Ama zamanın akışı ve son dönemde Irak, Suriye ve Yemen siyasi arenasında yüz gösteren son gelişmeler, Sayın Erdoğan’ın kendi görüşlerinde değişime gitmesini sağlamıştır. Erdoğan’ın Yemen’in mazlum halkına karşı saldıran Suudi Rejimi’nin yanında yer alması bölge kamuoyununun AK Parti hükümetine karşı cephe almasına neden oldu ve bu nedenden dolayı da Erdoğan’ın İran ziyareti Tahran-Ankara ilişkilerinde yeni bir sayfanın açılmasına vesile olabilir. AK Parti hükümetinin Suriye ve Yemen krizleri konusunda belirlediği siyasetin ciddi ve yapıcı olması halinde tabi ki bu gelişme Tahran-Ankara ilişkilerine de büyük oranda yansıyacaktır.

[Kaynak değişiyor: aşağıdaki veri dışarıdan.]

PR #149, opened 2019-08-01
Add custom typography to editor

### LINKED ISSUE #45: Create editor styles for custom typography
The custom fonts added in #39 should also be included in the preview editor. So both the font CSS and styles to enqueue the fonts themselves need to be added there.

laurelfulford:
### All Submissions:

This PR enqueues the custom typography styles and fonts in to the editor, to match the behaviour on the front-end. 

It also reworks how the fonts were originally set up a bit to mirror how the colours are set up, to try to reduce repetition in the editor code. The big changes were:

* Switching the variable that holds the font styles from an array to a string.
* Removing the `<style></style>` tags in the function and using `wp_add_inline_style()` to add the block of CSS to the editor.
* Removing the `<link...>` from the fonts, and just returning the URL and using `wp_enqueue_style()` to add them to the front-end and the editor.

Fixes #45 .

1. Apply the PR.
2. In the Customizer, add at least one outrageous font from a third-party source to the Font Provider URL (so it's easier to tell if it's working).  I used //fonts.googleapis.com/css?family=Beth+Ellen|Saira+Stencil+One&display=swap.
3. Assign a Header and Body font -- from the above, you could use "Beth Ellen" and "Saira Stencil One".
4. Publish changes.
5. Confirm custom fonts are displaying on the front end. 
6. Edit a post and confirm they're being used in the editor.
7. Try a few variations of the above -- I'd recommend using both "Font Provider" fields, or only the second one; only having a header or body font, etc. 

Note: There will definitely be elements that the fonts aren't being applied to due to errors in the selectors -- I personally think we should handle those in a separate PR, but please feel free to note them here. Both the fonts and colours functionality need a careful sweep one the theme development slows down a bit, to catch all the stuff that feel through the cracks. 

### Other information:

### DIFF
--- a/functions.php
+++ b/functions.php
@@ -410,7 +410,7 @@ function newspack_typography_css_wrap() {
 	?>
 
 	<style type="text/css" id="custom-theme-fonts">
-		<?php echo esc_html( newspack_custom_typography_css() ); ?>
+		<?php echo wp_kses( newspack_custom_typography_css(), '' ); ?>
 	</style>
 
 <?php
--- a/functions.php
+++ b/functions.php
@@ -266,6 +266,15 @@ function newspack_scripts() {
 		wp_enqueue_script( 'newspack-amp-fallback', get_theme_file_uri( '/js/amp-fallback.js' ), array(), '1.0', true );
 		wp_localize_script( 'newspack-amp-fallback', 'newspackScreenReaderText', $newspack_l10n );
 	}
+	// Load custom fonts, if any.
+	if ( get_theme_mod( 'custom_font_import_code', '' ) ) {
+		wp_enqueue_style( 'newspack-font-import', newspack_custom_typography_link( 'custom_font_import_code' ), array(), null );
+	}
+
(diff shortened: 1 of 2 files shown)


laurelfulford:
Thanks for the review!

> I don't fully understand the reasoning behind the change of $css_blocks from an array to string concatenation—was this just a style preference or did it resolve a problem? It looks like it works equally well either way, so I have no problem with it - just curious.

I mostly did it because it was easier to wrap my head around getting it to work, to mimic how it was set up for the custom colours :) So it'd be fine to switch it back -- it was just the quickest way I could get it functional.

jeffersonrabb:
> I mostly did it because it was easier to wrap my head around getting it to work, to mimic how it was set up for the custom colours :) So it'd be fine to switch it back -- it was just the quickest way I could get it functional.

Nope, I'm fully comfortable with the way you went. I was just curious if you had uncovered a flaw in the approach, since I use it often elsewhere.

Efendim Türkiye Cumhurbaşkanı Sayın Erdoğan’ın Tahran’a düzenlediği ziyaretin, İran-Türkiye ilişkilerine nasıl bir etkisi olabilir?
Tabi ki İran ve Türkiye’nin büyük ve yüce halkının tarihi ve kültürel ortaklığını da göz önüne aldığımız zaman, bu ziyaret siyasi ve ekonomik alanlarda iki ülke ilişkilerine de yansıyacak ve tüm alanlarda gelişmesine neden olacaktır. Ayrıca bu ziyaret, İran ve Türkiye’nin değişik konulardaki potansiyelinin günümüz bölgesinde ceryan eden ve bir çok olumsuz sonuçlar doğuran siyasi krizlerin kalıcı bir çözüme kavuşmasında kullanılabilmesine yol açabilir.